*** Supplied records Section Begins ***

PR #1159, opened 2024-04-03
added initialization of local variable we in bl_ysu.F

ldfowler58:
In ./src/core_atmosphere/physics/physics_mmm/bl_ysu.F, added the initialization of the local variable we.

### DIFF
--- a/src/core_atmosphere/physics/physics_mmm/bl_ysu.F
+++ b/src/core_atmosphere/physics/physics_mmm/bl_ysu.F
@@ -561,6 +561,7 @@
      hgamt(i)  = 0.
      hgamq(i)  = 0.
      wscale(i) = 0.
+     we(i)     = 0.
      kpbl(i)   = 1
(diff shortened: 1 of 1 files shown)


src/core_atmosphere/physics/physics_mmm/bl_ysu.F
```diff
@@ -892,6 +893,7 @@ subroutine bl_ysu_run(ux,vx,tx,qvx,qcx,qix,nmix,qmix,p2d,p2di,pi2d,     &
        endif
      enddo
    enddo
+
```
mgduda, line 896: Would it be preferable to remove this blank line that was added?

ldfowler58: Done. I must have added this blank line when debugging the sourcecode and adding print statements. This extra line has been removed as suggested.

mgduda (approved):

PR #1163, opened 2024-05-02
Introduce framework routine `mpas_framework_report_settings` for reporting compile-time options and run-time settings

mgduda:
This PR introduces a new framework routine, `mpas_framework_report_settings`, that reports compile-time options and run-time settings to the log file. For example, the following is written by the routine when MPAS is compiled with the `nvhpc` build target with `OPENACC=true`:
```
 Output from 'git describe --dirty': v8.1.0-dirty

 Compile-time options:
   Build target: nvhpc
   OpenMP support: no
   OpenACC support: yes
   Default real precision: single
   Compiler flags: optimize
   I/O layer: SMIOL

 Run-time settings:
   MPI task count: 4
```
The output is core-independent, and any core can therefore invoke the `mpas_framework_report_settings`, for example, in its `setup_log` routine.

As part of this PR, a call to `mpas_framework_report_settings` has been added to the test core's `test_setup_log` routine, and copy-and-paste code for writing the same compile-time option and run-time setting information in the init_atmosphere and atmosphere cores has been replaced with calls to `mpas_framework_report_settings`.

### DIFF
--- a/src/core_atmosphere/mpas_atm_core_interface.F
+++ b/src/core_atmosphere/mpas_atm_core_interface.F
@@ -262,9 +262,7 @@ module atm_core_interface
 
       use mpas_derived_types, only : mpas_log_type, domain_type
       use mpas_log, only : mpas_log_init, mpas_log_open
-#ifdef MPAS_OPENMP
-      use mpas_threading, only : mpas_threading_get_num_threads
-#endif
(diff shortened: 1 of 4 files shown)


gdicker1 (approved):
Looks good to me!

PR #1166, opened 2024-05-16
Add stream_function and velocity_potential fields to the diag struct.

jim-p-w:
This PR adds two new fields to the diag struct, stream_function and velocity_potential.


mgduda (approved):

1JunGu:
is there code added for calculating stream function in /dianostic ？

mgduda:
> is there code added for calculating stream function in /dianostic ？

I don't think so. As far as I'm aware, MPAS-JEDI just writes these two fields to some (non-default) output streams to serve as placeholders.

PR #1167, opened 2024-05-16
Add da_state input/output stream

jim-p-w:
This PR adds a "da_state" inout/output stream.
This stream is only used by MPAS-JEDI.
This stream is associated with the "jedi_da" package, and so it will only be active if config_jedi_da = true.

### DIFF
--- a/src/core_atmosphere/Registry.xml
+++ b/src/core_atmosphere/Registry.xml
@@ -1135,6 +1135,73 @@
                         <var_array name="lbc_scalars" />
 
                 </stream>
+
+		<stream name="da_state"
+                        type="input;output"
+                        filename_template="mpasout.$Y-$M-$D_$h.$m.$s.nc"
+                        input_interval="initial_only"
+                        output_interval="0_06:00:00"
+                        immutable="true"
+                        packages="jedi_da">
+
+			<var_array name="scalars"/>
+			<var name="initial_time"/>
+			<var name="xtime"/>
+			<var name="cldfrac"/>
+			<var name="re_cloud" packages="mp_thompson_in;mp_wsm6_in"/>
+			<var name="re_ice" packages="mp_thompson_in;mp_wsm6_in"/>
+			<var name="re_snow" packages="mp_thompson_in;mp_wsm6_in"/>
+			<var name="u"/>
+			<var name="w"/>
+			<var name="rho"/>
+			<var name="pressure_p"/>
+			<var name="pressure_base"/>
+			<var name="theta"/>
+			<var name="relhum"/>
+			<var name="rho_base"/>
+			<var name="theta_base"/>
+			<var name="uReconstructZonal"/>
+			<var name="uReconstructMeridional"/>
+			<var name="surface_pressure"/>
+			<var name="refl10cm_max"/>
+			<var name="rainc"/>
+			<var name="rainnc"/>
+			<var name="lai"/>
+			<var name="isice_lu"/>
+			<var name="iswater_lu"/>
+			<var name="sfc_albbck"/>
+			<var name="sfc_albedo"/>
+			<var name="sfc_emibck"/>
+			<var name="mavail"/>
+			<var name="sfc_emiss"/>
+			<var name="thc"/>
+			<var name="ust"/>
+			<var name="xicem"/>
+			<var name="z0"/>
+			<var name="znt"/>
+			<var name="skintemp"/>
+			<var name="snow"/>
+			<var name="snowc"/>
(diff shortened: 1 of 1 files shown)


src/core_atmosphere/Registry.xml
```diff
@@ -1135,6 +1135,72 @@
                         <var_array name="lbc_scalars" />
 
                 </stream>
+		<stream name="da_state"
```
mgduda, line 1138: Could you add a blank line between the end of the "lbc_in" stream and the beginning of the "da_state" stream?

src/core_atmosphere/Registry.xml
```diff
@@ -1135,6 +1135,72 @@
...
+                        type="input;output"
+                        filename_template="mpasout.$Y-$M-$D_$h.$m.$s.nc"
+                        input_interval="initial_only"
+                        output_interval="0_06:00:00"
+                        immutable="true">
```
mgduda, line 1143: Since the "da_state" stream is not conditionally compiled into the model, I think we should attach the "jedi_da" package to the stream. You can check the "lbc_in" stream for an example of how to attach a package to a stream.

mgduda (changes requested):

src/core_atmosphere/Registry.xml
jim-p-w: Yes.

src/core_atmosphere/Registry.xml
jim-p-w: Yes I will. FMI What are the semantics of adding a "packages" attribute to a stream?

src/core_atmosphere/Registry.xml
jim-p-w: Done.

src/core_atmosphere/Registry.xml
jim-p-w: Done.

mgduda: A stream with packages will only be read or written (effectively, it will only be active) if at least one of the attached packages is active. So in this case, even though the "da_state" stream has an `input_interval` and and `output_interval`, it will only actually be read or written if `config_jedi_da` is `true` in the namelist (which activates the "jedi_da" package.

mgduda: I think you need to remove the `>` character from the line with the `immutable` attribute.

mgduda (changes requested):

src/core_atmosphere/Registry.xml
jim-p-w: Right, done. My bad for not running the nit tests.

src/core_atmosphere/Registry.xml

*** Supplied records Section Ends ***

## Exercise brief
Scan the records above for the string "fields", then copy each line where it turns up.

## Written answer
Add stream_function and velocity_potential fields to the diag struct.
This PR adds two new fields to the diag struct, stream_function and velocity_potential.
I don't think so. As far as I'm aware, MPAS-JEDI just writes these two fields to some (non-default) output streams to serve as placeholders.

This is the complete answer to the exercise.